- [TASK DESCRIPTION]: Beneath this instruction is a block of data; output from it exactly the lines that run from the one containing "PR #347, opened 2021-03-16" through the one containing "-1,0 +1,182 @@", inclusive.

───── DATA EXTRACT ─────

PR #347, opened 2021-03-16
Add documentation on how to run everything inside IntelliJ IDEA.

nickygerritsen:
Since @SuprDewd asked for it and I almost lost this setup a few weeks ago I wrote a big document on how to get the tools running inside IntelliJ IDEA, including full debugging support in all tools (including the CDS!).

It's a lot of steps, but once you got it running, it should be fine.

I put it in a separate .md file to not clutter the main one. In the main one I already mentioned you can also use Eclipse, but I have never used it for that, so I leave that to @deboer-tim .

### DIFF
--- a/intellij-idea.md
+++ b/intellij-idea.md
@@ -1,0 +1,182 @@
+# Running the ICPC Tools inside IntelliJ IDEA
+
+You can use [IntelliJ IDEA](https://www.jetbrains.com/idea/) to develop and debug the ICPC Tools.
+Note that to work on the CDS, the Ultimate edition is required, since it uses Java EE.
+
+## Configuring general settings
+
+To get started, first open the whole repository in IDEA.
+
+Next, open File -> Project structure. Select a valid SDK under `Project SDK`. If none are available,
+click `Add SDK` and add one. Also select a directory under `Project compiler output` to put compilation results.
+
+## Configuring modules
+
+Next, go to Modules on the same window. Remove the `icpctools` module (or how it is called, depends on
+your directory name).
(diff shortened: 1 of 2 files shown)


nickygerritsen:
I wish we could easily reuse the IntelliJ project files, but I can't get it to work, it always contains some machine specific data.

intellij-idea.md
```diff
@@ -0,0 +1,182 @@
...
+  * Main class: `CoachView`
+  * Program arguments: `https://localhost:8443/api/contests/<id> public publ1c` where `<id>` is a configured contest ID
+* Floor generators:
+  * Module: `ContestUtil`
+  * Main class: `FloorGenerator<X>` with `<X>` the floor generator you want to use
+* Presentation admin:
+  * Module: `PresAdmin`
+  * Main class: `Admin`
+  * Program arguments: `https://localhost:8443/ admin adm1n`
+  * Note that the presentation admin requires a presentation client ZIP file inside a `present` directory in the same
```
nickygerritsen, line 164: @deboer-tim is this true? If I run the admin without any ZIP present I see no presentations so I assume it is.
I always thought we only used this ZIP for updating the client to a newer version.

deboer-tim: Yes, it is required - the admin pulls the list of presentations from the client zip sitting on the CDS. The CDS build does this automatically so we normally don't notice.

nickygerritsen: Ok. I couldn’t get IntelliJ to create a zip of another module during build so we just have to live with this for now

─────
───── DATA EXTRACT ─────

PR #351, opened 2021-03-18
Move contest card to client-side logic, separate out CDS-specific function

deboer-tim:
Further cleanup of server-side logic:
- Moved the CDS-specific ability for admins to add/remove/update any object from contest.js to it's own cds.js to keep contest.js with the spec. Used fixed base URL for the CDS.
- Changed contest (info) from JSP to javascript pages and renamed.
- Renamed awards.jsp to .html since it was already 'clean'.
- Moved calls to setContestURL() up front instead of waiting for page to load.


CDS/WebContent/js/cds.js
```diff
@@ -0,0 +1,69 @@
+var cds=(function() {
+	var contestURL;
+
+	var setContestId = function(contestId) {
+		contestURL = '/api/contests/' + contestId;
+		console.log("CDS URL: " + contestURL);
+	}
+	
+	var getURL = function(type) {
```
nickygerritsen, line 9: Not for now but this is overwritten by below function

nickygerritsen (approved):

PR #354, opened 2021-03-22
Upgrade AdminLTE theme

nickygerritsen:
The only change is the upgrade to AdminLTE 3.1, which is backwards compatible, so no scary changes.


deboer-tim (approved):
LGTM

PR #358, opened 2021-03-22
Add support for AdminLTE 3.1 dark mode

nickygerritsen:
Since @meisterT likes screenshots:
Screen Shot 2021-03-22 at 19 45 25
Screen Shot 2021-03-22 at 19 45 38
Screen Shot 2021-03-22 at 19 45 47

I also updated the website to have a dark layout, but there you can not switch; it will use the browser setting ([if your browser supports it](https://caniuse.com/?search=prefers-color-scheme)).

─────
───── DATA EXTRACT ─────

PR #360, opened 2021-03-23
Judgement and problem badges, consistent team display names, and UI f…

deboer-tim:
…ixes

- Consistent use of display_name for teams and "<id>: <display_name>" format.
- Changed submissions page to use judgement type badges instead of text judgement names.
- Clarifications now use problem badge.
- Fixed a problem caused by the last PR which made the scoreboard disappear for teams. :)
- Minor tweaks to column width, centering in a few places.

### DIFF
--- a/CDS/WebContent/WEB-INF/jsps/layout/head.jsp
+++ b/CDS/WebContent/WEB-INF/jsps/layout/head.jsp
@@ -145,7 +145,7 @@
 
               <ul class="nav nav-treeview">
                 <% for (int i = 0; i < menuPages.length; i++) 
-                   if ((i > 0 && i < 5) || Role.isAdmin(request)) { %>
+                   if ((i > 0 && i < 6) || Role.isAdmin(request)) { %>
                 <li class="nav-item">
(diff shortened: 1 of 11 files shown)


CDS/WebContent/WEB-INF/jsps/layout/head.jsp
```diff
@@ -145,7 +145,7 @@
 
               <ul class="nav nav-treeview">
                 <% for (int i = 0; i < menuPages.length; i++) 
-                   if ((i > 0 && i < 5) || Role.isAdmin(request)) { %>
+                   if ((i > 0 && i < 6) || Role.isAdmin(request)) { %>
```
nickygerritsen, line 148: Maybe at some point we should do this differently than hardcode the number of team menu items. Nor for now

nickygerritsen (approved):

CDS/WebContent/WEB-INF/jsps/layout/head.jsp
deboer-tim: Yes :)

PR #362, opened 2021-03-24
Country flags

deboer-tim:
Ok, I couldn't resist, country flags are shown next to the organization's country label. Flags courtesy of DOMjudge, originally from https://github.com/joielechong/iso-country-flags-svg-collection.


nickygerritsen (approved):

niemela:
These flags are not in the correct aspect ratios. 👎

─────

- [SOLUTION TO THE EXERCISE]:
PR #347, opened 2021-03-16
Add documentation on how to run everything inside IntelliJ IDEA.

nickygerritsen:
Since @SuprDewd asked for it and I almost lost this setup a few weeks ago I wrote a big document on how to get the tools running inside IntelliJ IDEA, including full debugging support in all tools (including the CDS!).

It's a lot of steps, but once you got it running, it should be fine.

I put it in a separate .md file to not clutter the main one. In the main one I already mentioned you can also use Eclipse, but I have never used it for that, so I leave that to @deboer-tim .

### DIFF
--- a/intellij-idea.md
+++ b/intellij-idea.md
@@ -1,0 +1,182 @@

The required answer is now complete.